The people of Fengjie also refuse to go gentle into that good night. Even with limited options for work and play, they do their best to thrive. A boy shows up from time to time to whistle a tune and bum a smoke; he breezes through life just fine. Han also befriends a young man who models his every mannerism after Hong Kong movie star Chow Yun-Fat. He’s a wanna-be gangster with a smile and a snappy way of lighting a cigarette. Their budding friendship leads to yet another great cell phone scene in Jia’s oeuvre when the two exchange numbers and ring tones, setting up a powerful payoff later on.

Exchange is another major theme in the film as the characters trade luxury items with each other. Jia even uses on-screen titles to divide the film (very loosely) into chapters: cigarettes, tea, liquor, and toffee (or candy.) According to the director, these are items that were all strictly rationed in the past and had only recently become more widely available by 2006. They function here as means of forging a quick connection, or showing affection.

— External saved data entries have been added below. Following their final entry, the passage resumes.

Issue #314, opened 2023-06-13
zsdl: Cannot declare undefined PixelFormat


hazeycode:
Trying to declare an undefined PixelFormat produces the following error:
```
error: reached unreachable code
    if (!ok) unreachable; // assertion failure
             ^~~~~~~~~~~
libs/zsdl/src/zsdl.zig:328:19: note: called from here
            assert(@TypeOf(order) == BitmapOrder);
            ~~~~~~^~~~~~~~~~~~~~~~~~~~~~~~~~~~~~~
libs/zsdl/src/zsdl.zig:345:31: note: called from here
    index8 = definePixelFormat(.index8, 0, 0, 8, 1),
             ~~~~~~~~~~~~~~~~~^~~~~~~~~~~~~~~~~~~~~
```

To reproduce drop the following in any code that uses zsdl:
```zig
var pixel_format: sdl.PixelFormat = undefined;
_ = pixel_format;
```

Tested with Zig 0.11.0-dev.3395+1e7dcaa3a

Any ideas @Jack-Ji ?

Jack-Ji:
PR #315 has been created to fix the issue.

PR #315, opened 2023-06-14
fix issue #314

Jack-Ji:
Fix definition of PixelFormat


hazeycode (approved):
ACK: I have tested this with Zig 0.11.0-dev.3395+1e7dcaa3a and confirm that it fixes #314, thanks @Jack-Ji !

PR #398, opened 2021-12-30
INFRA-HOST: add cpu gm for otel

rubenruizdegauna:
### Relevant information

This is adding the cpu golden metric definition for hosts monitored by the opentelemetry collector.

### Checklist

 explanation above.

### DIFF
--- a/definitions/infra-host/golden_metrics.yml
+++ b/definitions/infra-host/golden_metrics.yml
@@ -12,6 +12,12 @@ cpuUsage:
       from: SystemSample
       eventId: entityGuid
       eventName: entityName
+    opentelemetry:
+      select: average(1 - system.cpu.utilization)
+      where: state = 'idle'
+      from: Metric
+      eventId: entity.guid
+      eventName: entity.name
 memoryUsage:
   title: Memory usage (%)
   unit: PERCENTAGE
--- a/definitions/infra-host/golden_metrics.yml
+++ b/definitions/infra-host/golden_metrics.yml
@@ -13,7 +13,7 @@ cpuUsage:
       eventId: entityGuid
       eventName: entityName
     opentelemetry:
-      select: average(1 - system.cpu.utilization)
+      select: average(1 - system.cpu.utilization) * 100
       where: state = 'idle'
       from: Metric
       eventId: entity.guid


entityBot (approved):

danipl (approved):

definitions/infra-host/golden_metrics.yml
```diff
@@ -12,6 +12,12 @@ cpuUsage:
       from: SystemSample
       eventId: entityGuid
       eventName: entityName
+    opentelemetry:
+      select: average(1 - system.cpu.utilization)
```
otaviocarvalho, line 16: I was able to find other examples where the average is used in a calculation [[1](https://github.com/newrelic/entity-definitions/blob/2a5cb3d03bbd442037d60e72f355e01318a9d908/definitions/infra-gcphttploadbalancer/golden_metrics.yml#L20),[2](https://github.com/newrelic/entity-definitions/blob/c83c8348131e5980a2bc6292e18b2c33c9bb6618/definitions/apm-application/golden_metrics.yml#L4)]. However, I was not able to find any other case where a calculation is present inside of the average operator.

Are we sure harvester will be able to parse this one correctly? cc @naxhh @danipl

otaviocarvalho (approved):

definitions/infra-host/golden_metrics.yml
danipl: Hi @otaviocarvalho!!, at this time we're applying the same validations that harvester does over these queries.

apoloa (approved):

definitions/infra-host/golden_metrics.yml
rubenruizdegauna: This would have the same effect as `1 - average(system.cpu.utilization)` . Would it better to change it or is it ok as it is?

definitions/infra-host/golden_metrics.yml
```diff
@@ -12,6 +12,12 @@ cpuUsage:
       from: SystemSample
       eventId: entityGuid
       eventName: entityName
+    opentelemetry:
```
naxhh, line 15: This requires the telemetry to bring an `instrumentation.provider=opentelemtry` attribute. Is that actually happening?

Last time I talked with Julien I understood otel didn't bring this

definitions/infra-host/golden_metrics.yml
naxhh: As Dani noted, if the bot is not complaining this should work as it is, we can double check in staging after merging

jlegoff: @rubenruizdegauna you should multiply this result by 100, otherwise this won't give a percentage

jlegoff (changes requested):

definitions/infra-host/golden_metrics.yml
rubenruizdegauna: Thanks @jlegoff , I added it in a different commit : https://github.com/newrelic/entity-definitions/pull/398/commits/af5863c6458616b5dcaf05193c07cfa2e8d94658

definitions/infra-host/golden_metrics.yml
naxhh: yes. that one. nice :D

naxhh (approved):

entityBot (approved):

PR #411, opened 2022-01-24
Add new entity type ext-sap_system

edyu002:
### Relevant information

### Checklist

* [ x] I've read the guidelines and understand the acceptance criteria.
 explanation above.

### DIFF
--- a/definitions/ext-sap_system/definition.yml
+++ b/definitions/ext-sap_system/definition.yml
@@ -1,0 +1,24 @@
+domain: EXT
+type: SAP_SYSTEM
+goldenTags:
+  - instrumentation.provider
+
+synthesis:
+  rules:
+  # Telemetry from New Relic SAP integration
+  - identifier: SYS_ID
+    name: SYS_ID
+    encodeIdentifierInGUID: true
+    conditions:
+    - attribute: SAP_ETYPE
+      value: SYSTEM
+    tags:
+      instrumentation.provider:
+
+dashboardTemplates:
+  SAP:
+    template: dashboard.json
+
+configuration:
+  entityExpirationTime: QUARTERLY
+  alertable: true
--- a/definitions/ext-sap_system/definition.yml
+++ b/definitions/ext-sap_system/definition.yml
@@ -2,7 +2,7 @@ domain: EXT
 type: SAP_SYSTEM
 goldenTags:
   - instrumentation.provider
-  - sap.funtional_area
+  - sap.functional_area
   - sap.system
 
 synthesis:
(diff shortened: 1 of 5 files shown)


entityBot (approved):

edyu002:
This pull request is to add ext-sap_system entity type by the SAP observability team. This entity type defines an SAP system.

definitions/ext-sap_system/definition.yml
```diff
@@ -0,0 +1,24 @@
...
+  rules:
+  # Telemetry from New Relic SAP integration
+  - identifier: SYS_ID
+    name: SYS_ID
+    encodeIdentifierInGUID: true
+    conditions:
+    - attribute: SAP_ETYPE
+      value: SYSTEM
+    tags:
+      instrumentation.provider:
```
naxhh, line 16: You can remove this, instrumentation.provider will be always added as a tag if the attribute is present.

naxhh (approved):
LGTM minor thing to cleanup

definitions/ext-sap_system/definition.yml
edyu002: Ok. Will remove it.

entityBot (approved):

danipl (approved):

entityBot (approved):

definitions/ext-sap_system/definition.yml
```diff
@@ -0,0 +1,30 @@
...
+  # Telemetry from New Relic SAP integration
+  - identifier: SAP_EID
+    name: SYS_ID
+    encodeIdentifierInGUID: true
+    conditions:
+    - attribute: SAP_ETYPE
+      value: SYSTEM
+    tags:
+      sap.functional_area:
+      SYS_ID:
```
naxhh, line 19: this is the name of the entity, why it needs to be a tag?

Sorry i just noticed this now

edyu002: The intention for adding SYS_ID attribute as the sap.system is to use it for all applicable entity types that belong to a system, including the system itself; then use the tag to create a workload that group different type of entities of a sap systems. Then this will allow us to present a view from SAP System organized. If there is a way of taking advantage of this attribute being the name of the sap_system entity itself, we'd like to know and consider to use it.

entityBot (approved):

definitions/ext-sap_system/definition.yml
naxhh: with this you are looking at a query like: `tags.sap_system = 'system name'` without this you would need to do `tags.sap_system = 'system name' and name = 'system name'`

and probably to be safe `tags.sap_system = 'system name' and (name = 'system name' and type = 'SAP_SYSTEM' )`

I don't love the idea of having tags of the entity name but i can see the use case you are looking for. I'll let it go for now unless it becomes a problem in the future.

entityBot (approved):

Like so many of my favorite films, “Still Life” affords the pleasure of spending time with characters and watching events leisurely unfold in real time. Jia’s use of long takes isn’t nearly as programmatic as in films by notoriously “challenging” directors such as Tsai Ming-liang or Bela Tarr. He varies duration and scale freely, moving from long-distance landscape shots to close-ups (though he seldom uses extreme close-ups) to strike a balance between the people and places, both of equal importance, in his movies. While “Still Life” offers several beautiful shots of distant hills, the most enduring image of all is probably that of Han in his tattered t-shirt that somehow looks distinct even compared to all the other tattered t-shirts.

Playful and moody, naturalistic and surreal, “Still Life” is a film not to be missed. It's probably my favorite Jia film, which means I also consider it one of the best films of the 21st century.